Clearly, she’d hurt him by pulling away. She wanted to apologize…but maybe it would be better this way, if they both behaved as if this was just a job to him. A job like any other job. Protect the client, find the bad guy and go home.
After the way she’d bailed on him, only a fool would believe that things could ever go back to the way they had been between them.
Then she was a fool because even in the face of overwhelming odds, she wanted to believe it.
Seeing him again, his smile, his strength, the unwavering confidence, made her want him to care. And that, more than anything, said she couldn’t spend time with him. It wouldn’t end well, for either of them.
She opened her mouth to object to his plan, but he said, “Until this is resolved, someone will be with you 24/7.”
“Someone, or you?” Her tone came out terse.
“Don’t worry, Jen. I get it. You don’t want to be with me.” She thought she heard a hint of sadness in his voice, but his face remained impassive. “You heard Madeline. She insists I head up your detail and she’s an old family friend so I won’t disappoint her.”
Of course he wouldn’t. She’d once fallen for this Ethan. An honorable man even when it caused him pain. Not that she could presume to know how he felt about being around her. It had been years since she could read his every expression. But still, it couldn’t be easy for him to work with her, could it?
She’d try to give him an out. “I respect your desire to help Madeline. Really I do. But I’m sure you could convince her to let someone else from the agency work with me instead.”
“No.” His dark eyes dared her to challenge him and his adamant tone left her speechless.
The Ethan she’d known had been more laid-back, but that was before his stint with the FBI and before his parents were murdered.
She hated to see the way pain and harsh experiences had hardened him, but she couldn’t deny that his new fierce determination was attractive—too attractive.
Her work was her priority—she couldn’t let any chance of a relationship get in the way of that. Especially not a relationship with Ethan, which would be doomed to failure if he ever learned about her past. It would be far wiser to avoid him.

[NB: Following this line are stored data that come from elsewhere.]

PR #10291, opened 2021-04-08
Fixed Join-Path in YamlCreate.ps1.

jedieaston:
The Join-Path command used to create the full path to the manifest folder in YamlCreate.ps1 was not compatible with versions of PowerShell below 6.0. Since Windows (at least for now, hopefully not forever) only ships with PowerShell 5.0, I fixed it so it will be compatible with both versions. 

-----

###### Microsoft Reviewers: [Open in CodeFlow](https://portal.fabricbot.ms/api/codeflow?pullrequest=https://github.com/microsoft/winget-pkgs/pull/10291)

### DIFF
--- a/Tools/YamlCreate.ps1
+++ b/Tools/YamlCreate.ps1
@@ -80,7 +80,8 @@ if (Test-Path -Path "$PSScriptRoot\..\manifests") {
     $ManifestsFolder = (Resolve-Path ".\").Path
 }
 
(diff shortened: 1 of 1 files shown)


jedieaston:
@OfficialEsco can you review this as well? Just want to make sure I didn't unintentionally break anything (although it works on my machine (tm)).

OfficialEsco (approved):
Ahhh, silly me just tested with Powershell 7... Yeah still works as expected.

KevinLaMS (approved):

PR #10719, opened 2021-04-14
Add WireGuard 0.3.11

luislavena:

-----

###### Microsoft Reviewers: [Open in CodeFlow](https://portal.fabricbot.ms/api/codeflow?pullrequest=https://github.com/microsoft/winget-pkgs/pull/10719)

### DIFF
--- a/manifests/w/WireGuard/WireGuard/0.3.11/WireGuard.WireGuard.installer.yaml
+++ b/manifests/w/WireGuard/WireGuard/0.3.11/WireGuard.WireGuard.installer.yaml
@@ -1,0 +1,21 @@
+# yaml-language-server: $schema=https://aka.ms/winget-manifest.installer.1.0.0.schema.json
+PackageIdentifier: WireGuard.WireGuard
+PackageVersion: 0.3.11
+Installers:
+- Architecture: x64
+  InstallerUrl: https://download.wireguard.com/windows-client/wireguard-amd64-0.3.11.msi
+  InstallerSha256: 794eb63bf0171f3c16a44adda1a05f3edafd58d47a3617e30c893ec527a2307a
+  InstallerType: msi
+  ProductCode: "{1103D5AC-8385-48F5-A2AE-045146E2EDC9}"
+- Architecture: arm64
+  InstallerUrl: https://download.wireguard.com/windows-client/wireguard-arm64-0.3.11.msi
+  InstallerSha256: 477bd6e83596eeb3cbe1d569a83691580b89bb2ef009aab5af0a5d4a2b7ca0d8
+  InstallerType: msi
+  ProductCode: "{211CE439-E7B8-4053-AC59-0E3D727EF032}"
+- Architecture: x86
+  InstallerUrl: https://download.wireguard.com/windows-client/wireguard-x86-0.3.11.msi
+  InstallerSha256: 3651c9d628f04871890046bdcd930f2497eb1ba336112be8692cafe1e9f95232
+  InstallerType: msi
+  ProductCode: "{86E41F9F-4A97-46B4-B8BC-A1240CC4AF42}"
+ManifestType: installer
+ManifestVersion: 1.0.0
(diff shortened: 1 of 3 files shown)


OfficialEsco:
Hey! Just a tip for future updates, ProductCode is different for each version, either update the product code or leave it blank, otherwise WinGet Upgrade will get confused

luislavena:
Hello @OfficialEsco, thank you for the tip. I thought `ProductCode` was used consistently across each architecture package (amd64 0.3.5 will be the same for amd64 0.3.11).

Did you received any particular conflict when installing? Apologies if this caused any issue on your end.

I couldn't find any particular reference to the usage of `ProductCode` in the manifest spec, so left the previous reference. I will keep in that in mind and remove the reference in future updates.

Cheers.

OfficialEsco:
I am by no means a expert and i do not really understand `ProductCode`'s but i know the main purpose of the `ProductCode` is to detect the Current version and Outdated version, instead of comparing to `PackageName`, `Publisher` and `Version` which i do not believe works yet (or a lot of packages are wrong).

I'm not using WireGuard so i don't know if it works or not (Its in experimental anyways), i just came here from OpenVPN and noticed `jedieaston` didn't update this one so i took a look 🙃 

The only way i know of finding the `ProductCode` is to install the program and run 
`get-wmiobject Win32_Product | Sort-Object Name | Format-Table IdentifyingNumber, Name -AutoSize` in `PowerShell 5` 
or 
`Get-CimInstance win32_product | Sort-Object Name | Format-Table IdentifyingNumber, Name -AutoSize` in `Powershell 7+`

According to `jedieaston` the `ProductCode` is different in each version for each `Architecture`

luislavena:
Thanks for the details @OfficialEsco!!! I just run that command and found that for this package the `ProductCode` definitely is different (got `{CC68D89C-B50F-4A7E-81C4-AD09F0B5D9A8} WireGuard`)

The only problem with the _install and check_ approach is that I cannot install an arm package or the x86 one, so I cannot obtain these codes 😿.

I hope there is another mechanism, but until that is published or connected, I will remove that from future updates to this package.

Thank you again for the details and your time! ❤️ ❤️ ❤️

OfficialEsco:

But what choice did she have?
None.
If she wanted to help the children and live to tell about it, then she’d have to let Ethan back into her life no matter how difficult it would be for them both.
* * *
In the gallery’s refreshment area, Ethan slid onto a chair across the table from Jennie. She opened her camera and pulled out her memory card. He glanced back at his computer, watching it run through the start-up screens, and tried to concentrate on the job at hand.
Focus on the threat. Keep things professional.

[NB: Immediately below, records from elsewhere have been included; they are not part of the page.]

PR #11651, opened 2021-04-27
Add Safing.Portmaster

OfficialEsco:
Currently Portmaster don't have a direct download link or a version number displayed in Windows (Probably because it can't?)
Portmaster is currently in Alpha, but its a really interesting project which is a alternative to Simplewall so it deserves some love :)

@dhaavi can you clear up the version thing and look over the information?

-----

###### Microsoft Reviewers: [Open in CodeFlow](https://portal.fabricbot.ms/api/codeflow?pullrequest=https://github.com/microsoft/winget-pkgs/pull/11651)


dhaavi:
Hey @OfficialEsco, thanks for making the effort!

Because the Portmaster auto-updates, the installers we distribute are only minimal and usually only describe themselves, similar to all these "light or web installers" that only download the real deal when they are run.

Based on that, I have the following feedback:
- Depending on the usage and behavior of winget, possibly use an identifier specific to the installer: `Safing.Portmaster.Installer`
  - While this would be more technically correct, just using `Safing.Portmaster` probably makes more sense for all practical use cases. 
- Use the version of the installer: v0.5.2
- Use the direct link to the installer, not the "latest" redirect: https://updates.safing.io/windows_amd64/packages/portmaster-installer_v0-5-2.exe
  - Especially as you are providing a hash for it.
- Mention to the user that the Portmaster auto-updates when doing a silent install, if possible.

Also, we will be issuing an update to the installer within the next month that will change the installation experience: The Portmaster service will not be started automatically after the install finished, but the user will be prompted to restart the device to complete installation. It would be interesting how this could be communicated in the install process here. If the installer is run interactively, then this should not be a problem, but I wonder how the silent installs would then work.

I'm not all too familiar with winget, so take my advice with a pinch of salt.

OfficialEsco:
Thank you for the additional information @dhaavi

Point 1. In the WinGet ecosystem i don't think it really matters if its `Safing.Portmaster` or `Safing.Portmaster.Installer`, eitherway we can always change it. I know Chocolatey does this but in WinGet we can specify a bit more and it reads the Programs and Features data to look for current and new versions.

Point 2/3. Ahaaa so this is actually the installer version then https://github.com/safing/portmaster-packaging/releases, got a bit confused when i saw Version 0.6.12 in the Portmaster settings.. I couldn't find a direct download link anywhere, but now that we have it it should be easy enough to update :)
Its also not a huge problem if the installer don't have a static download link since we have Wingetbot which updates hashes which does not match.

Point 4. What do you mean? The installer just updates the software instead of installing over it? Or that Auto-Update is enabled when installing with silent switch? Keep in mind if Portmaster auto-updates WinGet won't get a chance to Upgrade/Update the package

Point 5. Uhm, from experience you will never get prompted to do a restart with silent/silent with progress switches, but programs which asks for restart tends to be working fine. Ill keep an eye on it :)

OfficialEsco:
@KevinLaMS you're too quick

dhaavi:
> Thank you for the additional information @dhaavi

No problem!

> Its also not a huge problem if the installer don't have a static download link since we have Wingetbot which updates hashes which does not match.

Ah. Interesting. I think I still prefer manually setting a version, as this will result in less unexpected behavior of the whole ecosystem. We don't update installers often anyway.

> Point 4. What do you mean? The installer just updates the software instead of installing over it? Or that Auto-Update is enabled when installing with silent switch? Keep in mind if Portmaster auto-updates WinGet won't get a chance to Upgrade/Update the package

This is mainly about notifying the user that the Portmaster auto-updates. Some very privacy conscious might be taken by surprise if they learn about that after the fact. We just want to be as transparent as possible about how the Portmaster works.

Installing "over" an existing installation would have no meaningful effect and should not pose a problem. If we release a new installer via winget, would that new version be somehow automatically installed?

> Point 5. Uhm, from experience you will never get prompted to do a restart with silent/silent with progress switches, but programs which asks for restart tends to be working fine. Ill keep an eye on it :)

Yeah, right. Easier said than done.
Especially when she held out the memory card and searched his face. He’d have to be blind not to see the hope these pictures brought. She believed they would lead straight to her attacker and end the case so she wouldn’t have to spend time with him.
He wasn’t as optimistic.
A good lead? Maybe. If it panned out. But finding the man’s picture in the database was a long shot.
He took the card, and when his computer chimed, signaling the end of boot up, he entered his password. He inserted the card into the slot. “You want me to sort through the pictures or do you want to do it?”
“I have a ton of pics on there, so it’ll be faster if I do it.”
He slid the computer across the table, and she went straight to work.
Her knee bounced as if she couldn’t wait to get out of here. He took the time to study her face. The sweet, soft face he’d once thought would grow old alongside his.
Not that it mattered. Not one bit. They’d never get together again.
Even if she wanted to, which she clearly didn’t, she’d left him once. She’d do the same thing again. After his ex-fiancée, Carla, had bailed on him, he’d sworn off dating. Let other men be taken in by promises women made. He was done with that. So done.
She ejected her card then pushed the computer back to him. “I saved all the pictures of him in a folder on your desktop.”
As she put the card back in her camera, he opened the first picture and sought out details he’d not caught when watching the guy.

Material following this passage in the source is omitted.